PR #1345, opened 2017-02-06
[TypeScript] Add endpoint property to AWS.S3 instances

RLovelett:
The documentation for `AWS.S3` states that it exposes a property, [`endpoint`](http://docs.aws.amazon.com/AWSJavaScriptSDK/latest/AWS/S3.html#endpoint-property), which is an [`AWS.Endpoint`](http://docs.aws.amazon.com/AWSJavaScriptSDK/latest/AWS/Endpoint.html) object.

However, the declaration for `AWS.S3` does not expose the property.

This patch resolves that issue.

I tried to copy all the things I did for #1339.

### DIFF
--- a/.changes/next-release/bugfix-TypeScript-5a92a366.json
+++ b/.changes/next-release/bugfix-TypeScript-5a92a366.json
@@ -1,0 +1,5 @@
+{
+  "type": "bugfix",
+  "category": "TypeScript",
+  "description": "Add `endpoint` property to AWS.S3 instance declaration."
+}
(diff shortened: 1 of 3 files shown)


chrisradek:
@RLovelett 
Thanks again for your PR!
The typings in the `clients` folder are all auto-generated with each release, so can't be modified directly.

In this case, all services should expose the `endpoint` parameter. Since each service client extends `Service`, you could add `endpoint: Endpoint` there:
https://github.com/aws/aws-sdk-js/blob/master/lib/service.d.ts

From a testing perspective, I think you can do you could do something like:
```javascript
import {Endpoint} from '../lib/endpoint';
/* existing code */
var endpoint: Endpoint = s3.endpoint;
```

RLovelett:
@chrisradek thank you for the review! I have made the changes you've requested.

chrisradek:
@RLovelett 
Thanks! PR looks good to me, merging.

- - - -

## YOUR INSTRUCTIONS
Restate the records exactly. Leave nothing out.

## OUTPUT OF THE EXERCISE
PR #1345, opened 2017-02-06
[TypeScript] Add endpoint property to AWS.S3 instances

RLovelett:
The documentation for `AWS.S3` states that it exposes a property, [`endpoint`](http://docs.aws.amazon.com/AWSJavaScriptSDK/latest/AWS/S3.html#endpoint-property), which is an [`AWS.Endpoint`](http://docs.aws.amazon.com/AWSJavaScriptSDK/latest/AWS/Endpoint.html) object.

However, the declaration for `AWS.S3` does not expose the property.

This patch resolves that issue.

I tried to copy all the things I did for #1339.

### DIFF
--- a/.changes/next-release/bugfix-TypeScript-5a92a366.json
+++ b/.changes/next-release/bugfix-TypeScript-5a92a366.json
@@ -1,0 +1,5 @@
+{
+  "type": "bugfix",
+  "category": "TypeScript",
+  "description": "Add `endpoint` property to AWS.S3 instance declaration."
+}
(diff shortened: 1 of 3 files shown)


chrisradek:
@RLovelett 
Thanks again for your PR!
The typings in the `clients` folder are all auto-generated with each release, so can't be modified directly.

In this case, all services should expose the `endpoint` parameter. Since each service client extends `Service`, you could add `endpoint: Endpoint` there:
https://github.com/aws/aws-sdk-js/blob/master/lib/service.d.ts

From a testing perspective, I think you can do you could do something like:
```javascript
import {Endpoint} from '../lib/endpoint';
/* existing code */
var endpoint: Endpoint = s3.endpoint;
```

RLovelett:
@chrisradek thank you for the review! I have made the changes you've requested.

chrisradek:
@RLovelett 
Thanks! PR looks good to me, merging.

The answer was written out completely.